Interview by Ms. Yubo Fernández
Image (above) from Variety, courtesy Tabula Rasa Films

Cult Critic’s Yubo Fernández had an opportunity to speak with filmmaker José María Cabral, Director of “Woodpeckers”, Official Selection at Sundance Film Festival for 2017. The film tells the story of Julián, who finds love and a reason for living in the last place imaginable: the Dominican Republic’s Najayo Prison. His romance, with fellow prisoner Yanelly, must transcend the distance that separates them, by using a sign language created by the inmates in Najayo, called Woodpecking, enabling them to effectively communicate and develop personal and even intimate relationships without the knowledge of dozens of guards.

Here’s a candid Q & A, revealing a deeper narrative from Mr. Cabral himself, as he shares his experiences filming behind bars and what it means to be a Dominican filmmaker and winning acclaim at one of the world’s premier international film festivals.

Cult Critic Film Magazine: Jose Maria Cabral

Ms. Fernández: How did you find out about the “Woodpecking” (language created by the inmates in Najayo Prison, to communicate? (carpinteros means woodpeckers in Spanish.)
Jose Maria Cabral: A friend who teaches at the prison told me that many students skipped classes because they were talking through a window. Since I heard that I knew there was something interesting, and a couple days later I arranged a visit to Najayo prison. Seeing it with me eyes and interviewing the inmates was enough to convince me I and to explore this as a film.

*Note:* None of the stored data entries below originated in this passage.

PR #202, opened 2024-03-15
Preserve used method references

kelloggm:
I noticed this omission while looking into cf-3850, but I don't think it's the proximate cause of that crash.


LoiNguyenCS (approved):
LGTM

PR #203, opened 2024-03-17
Handle unsolved parameters with array types.

LoiNguyenCS:
Professor,

I figured out this issue while trying to fix a crashing project. Please take a look. Thank you.


src/main/java/org/checkerframework/specimin/UnsolvedSymbolVisitor.java
```diff
@@ -1895,6 +1895,14 @@ public List<String> getArgumentTypesFromMethodCall(
         parametersList.add(((ResolvedReferenceType) type).getQualifiedName());
       } else if (type.isPrimitive()) {
         parametersList.add(type.describe());
+      } else if (type.isArray()) {
+        // the type without the [].
+        ResolvedType componentType = type.asArrayType().getComponentType();
```
kelloggm, line 1900: What if the component type is also an array? Can you add a test case with a 2d array to check that this will work?

kelloggm (changes requested):

LoiNguyenCS:
I have updated this PR with the new test case and codes. Please review again. Thank you.

kelloggm (approved):

PR #204, opened 2024-03-17
Handle stuck method calls.

LoiNguyenCS:
Professor,

This PR was supposed to fix `cf-3021`. While it appears to fix `cf-3850`, it actually does not. The solution proposed here only holds true if `UnsolvedSymbolVisitor` successfully fix unresolved symbols, which is not the case for `cf-3850`.

This solution is not very elegant. But since it does not preserve any additional unresolved symbols in the final output, it will not introduce any adverse effect on the behavior of Specimin. 


kelloggm (approved):
This is a nice solution to this problem! LGTM.

PR #205, opened 2024-03-17
Preserve wildcard imports

LoiNguyenCS:
This PR fixes some compilation errors in `cf-6030`. The problem occurs because not all classes have access to every class in the list of used classes. So, it's risky to transform a wildcard import based on that list. Unfortunately, I couldn't find a good way to write a test case to show this bug.


kelloggm (approved):
Disappointing that we need to remove this, but this is a bit of a "vanity feature" anyway (vanity feature = it's nice to have, but not critical). So, it's okay to remove it.

PR #208, opened 2024-03-19
Preserve methods that match unsolvable methods used in lambda expression bodies

kelloggm:
This doesn't appear to actually fix cf-3850, despite the fact that the test is nearly identical to cf-3850's target method. In particular, running cf-3850 locally still fails to solve the call to `castNonNull`, which I think is unrelated to the problem solved by this PR. I'll look into that separately.


LoiNguyenCS (approved):
LGTM

PR #209, opened 2024-03-19
Handle return types mismatching

LoiNguyenCS:
Professor,

This PR handles the mismatching in return types that we discussed yesterday. Please take a look. Thank you.


kelloggm (approved):
LGTM, thanks

PR #90, opened 2018-10-09
Adds WAIT_ELEMENT to sample as sometimes WAIT_NAVIGATION isn't sufficient

ap0:
The page will often return an empty array because the search results haven't loaded although the navigation has occurred.


ziflex:
Thank you for your PR!

PR #93, opened 2018-10-10
Bugfix/#89 compare

3timeslazy:


3timeslazy:
@ziflex you are right, double iteration was a mistake, so I removed it. Also added quick check.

Q: Since you had to shoot the film at the prison for 4 weeks and deal with real prisoners which you also used as actors, were you, the cast or the crew at risk at any time?
A: Most of the time we were fine. They were very protective and supportive of the project. There were some situations that got out of our hands, and we needed help from the police, and in a rare occasion I had to intervene in a fight between inmates to secure my main actor.

Q: To develop the script you had to visit the prison almost everyday for about 9 months; in a place with eight thousand condemned individuals from different backgrounds with sad and interesting stories, plus very precarious conditions: How did you manage to keep focused on writing about the Wood-pecking and not be overwhelmed by the situation that surrounded you?
A: Being overwhelmed was part of the writing, I needed that heat to portray the prison as it is. I think every element and every situation I saw and was part of, was the key to finding and portraying the universe of the story.

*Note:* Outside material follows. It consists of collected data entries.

PR #94, opened 2018-10-10
add unit tests for runtime/core - scope

esell:

### DIFF
--- a/pkg/runtime/core/scope_test.go
+++ b/pkg/runtime/core/scope_test.go
@@ -1,0 +1,30 @@
+package core_test
+
+import (
+	"testing"
+
+	"github.com/MontFerret/ferret/pkg/runtime/core"
+	"github.com/MontFerret/ferret/pkg/runtime/values"
+	. "github.com/smartystreets/goconvey/convey"
+)
+
+func TestScope(t *testing.T) {
+	Convey("Should match", t, func() {
+		rs, cf := core.NewRootScope()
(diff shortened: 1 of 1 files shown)


esell:
@ziflex, can you give the latest commit a review and see if that tests the scenario you were looking for? I just forked an existing scope that had a set variable and then ran some tests against the forked Scope.

pkg/runtime/core/scope_test.go
```diff
@@ -0,0 +1,39 @@
...
+	"testing"
+
+	"github.com/MontFerret/ferret/pkg/runtime/core"
+	"github.com/MontFerret/ferret/pkg/runtime/values"
+	. "github.com/smartystreets/goconvey/convey"
+)
+
+func TestScope(t *testing.T) {
+	Convey("Should match", t, func() {
+		rs, cf := core.NewRootScope()
```
ziflex: Looks good.
Let's the final change.

RootScope - varA
Child1Scope - varB
Child2Scope - empty

Add a check that Child2Scope is able to get a variable from the root scope. (it will test functionality of scope traversing)

ziflex: You can just add as a 2nd Convey suit.

esell: I think the new `TestScopeTraversing` should cover this situation, let me know your thoughts :)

Q: This film affected you emotionally in some way?
A: Yes, Sometimes I still dream about the prison, and there was this one night after the shooting were I couldn’t sleep, I burst out crying thinking about everything we were exposed too and the conditions those inmates lived.

Q: I particularly admire filmmakers who develop a story respecting the creativity and human side of the cinematography, what do you think this film will transmit to the audience?
A: We wanted to be very raw, using handheld, many natural lights and almost no manipulation to the sets, in some way we wanted people to think it was a documentary.

Q: Is the love story in this film based on a real relationship that occurred in Najayo Prison?
A: Not on one specific, but on many. I gathered up many love stories from the inmates and merged them into one.

Q: Sundance Film Festival is a huge platform for any filmmaker,  but it’s hard to be in the official selections, what do you think made Woodkeepers to win the spot?
A: It’s a movie made with courage and heart, its truthful to the audience and respects, values the human being. I didn’t want to do a moral view of the prisoners, that’s not my job, my job was to rescue the light that we all have inside us, regarding what you’ve done in the past.

Q: The Dominican Republic film industry is growing due to great talent and the new film law that encourages domestic and foreign investment in the industry. Was “Woodpeckers” supported by this law?
A: Yes, it’s an amazing law that permits filmmakers to discover local stories and make them universal in some way. It’s about sharing part of our culture to the world.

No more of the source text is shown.